This fell through the cracks.  Ben is on a long vacation, I'll find my copy of
the Necronomicon and do a bit of resurrection, and address the feedback from v2
along the way.
Paolo Bonzini July 14, 2022, 7:55 a.m. UTC | #4
On 7/12/22 03:37, Sean Christopherson wrote:
> This fell through the cracks.  Ben is on a long vacation, I'll find my copy of
> the Necronomicon and do a bit of resurrection, and address the feedback from v2
> along the way.

This was superseded by the simple patch to zap only the leaves I think?

Paolo
Sean Christopherson July 14, 2022, 3:27 p.m. UTC | #5
On Thu, Jul 14, 2022, Paolo Bonzini wrote:
> On 7/12/22 03:37, Sean Christopherson wrote:
> > This fell through the cracks.  Ben is on a long vacation, I'll find my copy of
> > the Necronomicon and do a bit of resurrection, and address the feedback from v2
> > along the way.
> 
> This was superseded by the simple patch to zap only the leaves I think?

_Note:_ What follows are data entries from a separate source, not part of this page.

PR #185, opened 2018-06-08
Cleaner Cleanup

facontidavide:
Hi,

in my code I frequently create/remove programmatically nodes and connections.

Apparently I am doing something weird (or not) and during the cleanup some "zombie" connection still exist somewhere.

This PR will fix the symptom (crash in **Connection::save()** )  but, for the time being, not the actual illness (connection that still exist even if it was supposed to be deleted). 

In the worst case, this code is equivalent to the old one.

Davide

**P.S.**: at some point we migh start a discussion about making the code more robust using std::weak_ptr instead of raw pointers.

### DIFF
--- a/include/nodes/internal/NodeGeometry.hpp
+++ b/include/nodes/internal/NodeGeometry.hpp
@@ -59,10 +59,10 @@ public:
   setHovered(unsigned int h) { _hovered = h; }
 
   unsigned int
-  nSources() const { return _nSources; }
+  nSources() const;
 
   unsigned int
-  nSinks() const { return _nSinks; }
+  nSinks() const;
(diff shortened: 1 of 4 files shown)


facontidavide:
Couldn't resist, I added a couple more commits ;)

paceholder:
Hi Davide,

I know it took me ages so get to this PR. Is it still actual?

Thanks

Dmitry

facontidavide:
No clue... I haven't been following your last changes... :(

paceholder:
Checked -- the PR is still valid. Thank you

facontidavide:
awesome

PR #193, opened 2018-10-09
Automatically get Catch2 if needed

Quincunx271:
* Automatically downloads Catch2 if `BUILD_TESTING` is on and Catch2 is not otherwise found.
* Fix usage of Catch2
  * Use `#include <catch2/catch.hpp>` (Catch2 v2.3.0+)
  * Use `Catch2::Catch2` (Catch2 v2.3.0+)
* Fix appveyor build
  * MinGW can now build tests (passed [`-DCATCH_CONFIG_NO_CPP11_TO_STRING`](https://github.com/catchorg/Catch2/blob/master/docs/configuration.md#c11-toggles))
    * Running the tests fail, though...
* Updated project options
  * Play nicely with `add_subdirectory(nodeeditor)` workflow.
  * Add a `NE_FORCE_TEST_COLOR` option which, when turned on, forces the Catch2 executable to output with color. Useful for running ctest from the commandline
  * If we are the root project, set the `bin` and `lib` directories. We don't want to interfere with anyone else's `CMAKE_*_OUTPUT_DIRECTORY` settings, but it's okay if we do so for ourselves.

### DIFF
--- a/.appveyor.yml
+++ b/.appveyor.yml
@@ -5,15 +5,13 @@ environment:
     - GENERATOR : "Visual Studio 14 2015 Win64"
       QTDIR: C:\Qt\5.6.3\msvc2015_64
       PLATFORM: x64
-      BUILD_TESTING: ON
     - GENERATOR : "Visual Studio 14 2015"
       QTDIR: C:\Qt\5.6.3\msvc2015
       PLATFORM: Win32
-      BUILD_TESTING: ON
     - GENERATOR : "MinGW Makefiles"
       QTDIR: C:\Qt\5.6\mingw49_32
       PLATFORM: x86
-      BUILD_TESTING: OFF
+      CMAKE_CXX_FLAGS_INIT: -DCATCH_CONFIG_NO_CPP11_TO_STRING
 
 image: Visual Studio 2015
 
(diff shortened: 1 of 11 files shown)


.appveyor.yml
```diff
@@ -5,15 +5,13 @@ environment:
...
-      BUILD_TESTING: ON
     - GENERATOR : "Visual Studio 14 2015"
       QTDIR: C:\Qt\5.6.3\msvc2015
       PLATFORM: Win32
-      BUILD_TESTING: ON
     - GENERATOR : "MinGW Makefiles"
       QTDIR: C:\Qt\5.6\mingw49_32
       PLATFORM: x86
-      BUILD_TESTING: OFF
+      CMAKE_CXX_FLAGS_INIT: -DCATCH_CONFIG_NO_CPP11_TO_STRING
```
paceholder: Is this thing documented anywhere?

paceholder:
Thanks a lot for the PR

.appveyor.yml
Quincunx271: https://cmake.org/cmake/help/latest/variable/CMAKE_LANG_FLAGS_INIT.html

VVD:
Download during build is bad practice.

PR #194, opened 2018-10-15
Fix dereferencing nullptr

sindney:
Dereferencing nullptr node causes crash on osx’s clang.


paceholder:
Good point. Thank you.

Issue #160, opened 2018-04-27
Consider using Q_SIGNALS, Q_SLOTS, Q_EMIT, etc


Quincunx271:
Some C++ libraries out there use the words `signals`, `slots`, etc. as identifiers (e.g. some of Boost). In Qt, these are considered keywords, which makes Qt incompatible with those libraries. However, [Qt lets the user set an option](http://doc.qt.io/qt-5/signalsandslots.html#using-qt-with-3rd-party-signals-and-slots) to decide to turn off the `signals`, `slots`, etc. keywords, and use `Q_SIGNALS`, etc. instead (those macros are always available).

My suggestion is to replace all uses of the Qt keywords with the `Q_KEYWORD` variant, so that users of this library can choose whether they want to set that configuration option.

paceholder:
Merged

PR #199, opened 2018-10-25
Qt no keywords

fredakilla:
see: #160
using Q_SIGNALS, Q_SLOTS, Q_EMIT instead of qt keywords

### DIFF
--- a/CMakeLists.txt
+++ b/CMakeLists.txt
@@ -102,6 +102,7 @@ target_compile_definitions(nodes
   PRIVATE
     NODE_EDITOR_EXPORTS
     #NODE_DEBUG_DRAWING
+    QT_NO_KEYWORDS
 )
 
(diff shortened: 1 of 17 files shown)


Quincunx271:
Looks great. The one suggestion I have is to add

```cmake
add_definitions(-DQT_NO_KEYWORDS)
```

to the root CMakeLists.txt, so that building the library will fail if a Qt keyword is used. It may be preferable to write:

```cmake
target_compile_definitions(nodes
  PRIVATE
    QT_NO_KEYWORDS
)
```

Which would accomplish the same thing, but only for the `nodes` target instead of all targets defined under this project.

fredakilla:
right, thanks.

paceholder:
Looks like a reasonable improvement. Thank you

PR #204, opened 2018-12-18
Fix coredump, memory leaks and uses after free

andrejlevkovitch:
Here was big problem with uncorrect uses boundingRect - it changes without call prepareGeometryChange. So I have core dump and some other errors (and memory leaks), which I fixed.


paceholder:
Hi,

Did you change your mind with your PR? Or it still needs some work to be done?

Thanks

Dmitry

Issue #207, opened 2019-01-23
SHARED flag in add_library prevents from building as STATIC


jbltx:
In the CMakeLists.txt file at line 75: 
https://github.com/paceholder/nodeeditor/blob/d4b83952c62b41ef1ad61dbec27639f409b9a6b8/CMakeLists.txt#L75

`SHARED` flag is set and prevents the use of CMake's `BUILD_SHARED_LIBS` to build as `STATIC` or `SHARED`.

From CMake documentation: 

> Global flag to cause add_library to create shared libraries if on.

> If present and true, this will cause all libraries to be built shared unless the library was explicitly added as a static library. This variable is often added to projects as an OPTION so that each user of a project can decide if they want to build the project using shared or static libraries.

They talk about STATIC flag but not SHARED ones, unfortunately if SHARED is set the same prevention is done.

The best way to resolve it is to set the CMake flag as an option (and set to ON by default), as mentioned by CMake doc.

Thank you.

PR #208, opened 2019-01-23
Add cmake option to build as static or shared lib

jbltx:
Fix the issue https://github.com/paceholder/nodeeditor/issues/207


paceholder:
Thank you -- merged

PR #210, opened 2019-02-03
Added the new signal FlowScene::nodePlaced().

signmotion:
Reason: For signal `FlowScene::nodeCreated()` a node has zero position.


paceholder:
Rebased & merged manually

PR #213, opened 2019-03-02
Many in connections

ExMix:


Daguerreo:
I merged it in my fork, seems to work like a charm. As for now the approach seems more reliable of adding dynamic ports.

Daguerreo:
I noticed this PR broke the converters. ModuloModel in calculator example stop working after this.

Daguerreo:
I figured out. It was the converter in Connection passed by copy which cause the shared_ptr to be deleted after been sent to NodeDataModel::setInData().

PR #216, opened 2019-03-11
Add embed/dembed widget posibility

samiavasil:
Add possibility to embed and deembed (detach) Node widget from scene. From popup menu on right button click you can select embedding state. When the widget is detached you can change it size and if you embed again the Node resized to new size.


nolankramer:
Please see https://github.com/paceholder/nodeeditor/pull/374 @samiavasil. It might be prudent to build your changes on top of that PR once it's merged.

PR #223, opened 2019-04-06
 Connection geometry: adequate rounding around the OY axis

andrej22116:
Hi! I use Your solution in my project and I am bored with bends similar to each other in the OY axis when the input port is further than the output port. **I fixed it!** 💃 

Before:
Annotation

After:
Annotation (1)


paceholder:
Hi Andrei,


thank for your PR, indeed, the connections look better now.

Thanks

Dmitry

PR #227, opened 2019-04-18
Fix #198 Avoid connecting nodes causing a loop

### LINKED ISSUE #198: BUG(regression): feedback loops cause crash
#111 expose and fix crash when you connect node output to self input (loop).

However it's still possible to make a loop through graph node and it will crash, like this :
nodecrash

Any idea to detect and forbid cyclic connection ?

Daguerreo:
Fix #198 

Creating a loop between ports cause crash. This is the implementation suggested by @sindney


Daguerreo:
@paceholder I've just noticed my whole forks is being mapped by youtube in this PR I don't know why.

Ah, right you are, commit 5ba7c4c6d1c7 ("KVM: x86/MMU: Zap non-leaf SPTEs when
disabling dirty logging").  I got somewhat confused because there's a stale comment
above the inner helper:

	/*
	 * Clear leaf entries which could be replaced by large mappings, for
	 * GFNs within the slot.
	 */

If we drop the "only refcounted struct pages can be huge" requirement, then the
flow becomes much simpler as there's no need to recurse down to the leafs only to
step back up:

	for_each_tdp_pte_min_level(iter, root, PG_LEVEL_2M, start, end) {
retry:
		if (tdp_mmu_iter_cond_resched(kvm, &iter, false, true))
			continue;

		if (!is_shadow_present_pte(iter.old_spte))
			continue;

		/*
		 * Don't zap leaf SPTEs, if a leaf SPTE could be replaced with
		 * a large page size, then its parent would have been zapped
		 * instead of stepping down.
		 */
		if (is_last_spte(iter.old_spte, iter.level))
			continue;

		max_mapping_level = kvm_mmu_max_mapping_level(kvm, slot,
							      iter.gfn, PG_LEVEL_NUM);
		if (max_mapping_level <= iter.level)
			continue;

		/* Note, a successful atomic zap also does a remote TLB flush. */
		if (tdp_mmu_zap_spte_atomic(kvm, &iter))
			goto retry;
	}